Please find every line in the entries below that contains the string "escape", and copy it.

**** The data

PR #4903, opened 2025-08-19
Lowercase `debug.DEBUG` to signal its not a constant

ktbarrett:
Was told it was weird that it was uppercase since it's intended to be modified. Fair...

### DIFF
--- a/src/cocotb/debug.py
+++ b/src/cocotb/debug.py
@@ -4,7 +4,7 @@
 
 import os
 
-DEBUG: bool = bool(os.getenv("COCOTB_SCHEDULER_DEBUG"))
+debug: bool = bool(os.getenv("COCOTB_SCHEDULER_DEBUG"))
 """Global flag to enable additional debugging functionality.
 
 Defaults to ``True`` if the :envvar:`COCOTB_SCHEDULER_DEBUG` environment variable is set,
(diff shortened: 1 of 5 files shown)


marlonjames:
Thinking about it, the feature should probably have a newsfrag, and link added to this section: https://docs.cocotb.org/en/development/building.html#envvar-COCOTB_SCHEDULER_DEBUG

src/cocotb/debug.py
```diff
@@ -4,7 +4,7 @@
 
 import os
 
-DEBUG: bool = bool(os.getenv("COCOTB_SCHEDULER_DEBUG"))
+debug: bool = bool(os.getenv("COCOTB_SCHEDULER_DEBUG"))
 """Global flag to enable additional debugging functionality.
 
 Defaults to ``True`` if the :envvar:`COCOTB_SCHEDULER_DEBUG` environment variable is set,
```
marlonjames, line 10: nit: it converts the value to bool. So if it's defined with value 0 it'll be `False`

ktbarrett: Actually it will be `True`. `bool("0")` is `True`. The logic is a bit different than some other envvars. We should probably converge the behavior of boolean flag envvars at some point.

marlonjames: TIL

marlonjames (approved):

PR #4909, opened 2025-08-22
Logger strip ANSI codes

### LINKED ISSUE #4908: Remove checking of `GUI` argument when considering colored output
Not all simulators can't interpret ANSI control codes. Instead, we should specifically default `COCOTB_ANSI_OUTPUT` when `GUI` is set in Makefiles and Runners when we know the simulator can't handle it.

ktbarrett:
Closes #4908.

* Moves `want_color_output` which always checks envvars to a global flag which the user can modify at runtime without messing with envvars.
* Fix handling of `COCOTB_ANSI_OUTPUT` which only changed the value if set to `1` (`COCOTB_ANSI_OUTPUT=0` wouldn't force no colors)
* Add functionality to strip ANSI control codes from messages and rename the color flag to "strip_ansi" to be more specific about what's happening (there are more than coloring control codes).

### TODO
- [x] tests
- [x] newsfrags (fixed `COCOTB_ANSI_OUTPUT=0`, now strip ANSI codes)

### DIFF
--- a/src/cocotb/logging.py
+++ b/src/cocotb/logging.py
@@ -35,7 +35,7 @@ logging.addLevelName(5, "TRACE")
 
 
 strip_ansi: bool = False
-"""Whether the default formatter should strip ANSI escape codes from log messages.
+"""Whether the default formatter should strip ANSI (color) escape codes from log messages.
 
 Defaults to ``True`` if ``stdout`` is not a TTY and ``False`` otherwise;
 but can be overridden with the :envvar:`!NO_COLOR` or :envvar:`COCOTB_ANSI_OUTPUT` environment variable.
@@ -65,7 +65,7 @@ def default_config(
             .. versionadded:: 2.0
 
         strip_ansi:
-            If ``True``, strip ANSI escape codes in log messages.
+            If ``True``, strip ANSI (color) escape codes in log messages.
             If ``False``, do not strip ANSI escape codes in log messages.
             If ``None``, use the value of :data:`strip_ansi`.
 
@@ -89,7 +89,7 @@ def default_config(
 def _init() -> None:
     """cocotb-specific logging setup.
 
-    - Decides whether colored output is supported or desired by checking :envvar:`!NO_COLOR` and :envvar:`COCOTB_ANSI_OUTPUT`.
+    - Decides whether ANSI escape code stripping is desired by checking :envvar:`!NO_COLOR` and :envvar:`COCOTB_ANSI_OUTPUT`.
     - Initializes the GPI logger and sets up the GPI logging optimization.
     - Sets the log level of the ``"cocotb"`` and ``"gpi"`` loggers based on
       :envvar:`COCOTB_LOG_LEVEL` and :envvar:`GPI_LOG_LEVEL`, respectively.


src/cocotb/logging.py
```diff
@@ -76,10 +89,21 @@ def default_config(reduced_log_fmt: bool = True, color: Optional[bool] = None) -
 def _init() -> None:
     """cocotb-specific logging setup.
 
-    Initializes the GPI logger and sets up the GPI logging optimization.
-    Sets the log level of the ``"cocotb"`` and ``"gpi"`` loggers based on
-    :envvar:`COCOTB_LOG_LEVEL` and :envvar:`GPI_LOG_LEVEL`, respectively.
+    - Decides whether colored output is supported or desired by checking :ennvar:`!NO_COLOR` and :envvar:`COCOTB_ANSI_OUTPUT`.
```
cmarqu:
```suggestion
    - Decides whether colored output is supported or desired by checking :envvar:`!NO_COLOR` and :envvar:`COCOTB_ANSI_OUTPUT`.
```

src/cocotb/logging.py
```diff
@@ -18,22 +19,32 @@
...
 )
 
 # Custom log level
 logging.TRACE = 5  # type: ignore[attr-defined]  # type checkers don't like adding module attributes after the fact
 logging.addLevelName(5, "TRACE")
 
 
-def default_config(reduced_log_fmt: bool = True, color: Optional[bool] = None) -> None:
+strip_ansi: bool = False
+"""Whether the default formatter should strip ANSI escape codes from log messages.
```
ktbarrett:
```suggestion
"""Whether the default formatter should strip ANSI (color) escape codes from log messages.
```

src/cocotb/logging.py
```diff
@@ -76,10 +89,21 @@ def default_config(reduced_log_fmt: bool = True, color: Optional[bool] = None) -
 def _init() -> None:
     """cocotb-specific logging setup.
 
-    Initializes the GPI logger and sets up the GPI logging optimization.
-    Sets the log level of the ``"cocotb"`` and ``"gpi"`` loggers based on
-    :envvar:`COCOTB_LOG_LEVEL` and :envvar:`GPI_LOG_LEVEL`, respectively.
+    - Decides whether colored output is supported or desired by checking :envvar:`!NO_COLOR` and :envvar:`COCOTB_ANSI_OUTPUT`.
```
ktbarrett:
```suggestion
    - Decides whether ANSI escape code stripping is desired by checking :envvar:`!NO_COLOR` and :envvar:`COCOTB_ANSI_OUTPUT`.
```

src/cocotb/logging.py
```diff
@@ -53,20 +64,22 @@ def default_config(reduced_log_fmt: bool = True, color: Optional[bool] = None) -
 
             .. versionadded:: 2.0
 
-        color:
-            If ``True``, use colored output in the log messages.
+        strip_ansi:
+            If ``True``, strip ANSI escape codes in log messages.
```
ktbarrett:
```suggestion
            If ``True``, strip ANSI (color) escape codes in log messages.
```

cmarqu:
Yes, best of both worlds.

********

Written response:
-"""Whether the default formatter should strip ANSI escape codes from log messages.
+"""Whether the default formatter should strip ANSI (color) escape codes from log messages.
-            If ``True``, strip ANSI escape codes in log messages.
+            If ``True``, strip ANSI (color) escape codes in log messages.
             If ``False``, do not strip ANSI escape codes in log messages.
+    - Decides whether ANSI escape code stripping is desired by checking :envvar:`!NO_COLOR` and :envvar:`COCOTB_ANSI_OUTPUT`.
+"""Whether the default formatter should strip ANSI escape codes from log messages.
"""Whether the default formatter should strip ANSI (color) escape codes from log messages.
    - Decides whether ANSI escape code stripping is desired by checking :envvar:`!NO_COLOR` and :envvar:`COCOTB_ANSI_OUTPUT`.
+            If ``True``, strip ANSI escape codes in log messages.
            If ``True``, strip ANSI (color) escape codes in log messages.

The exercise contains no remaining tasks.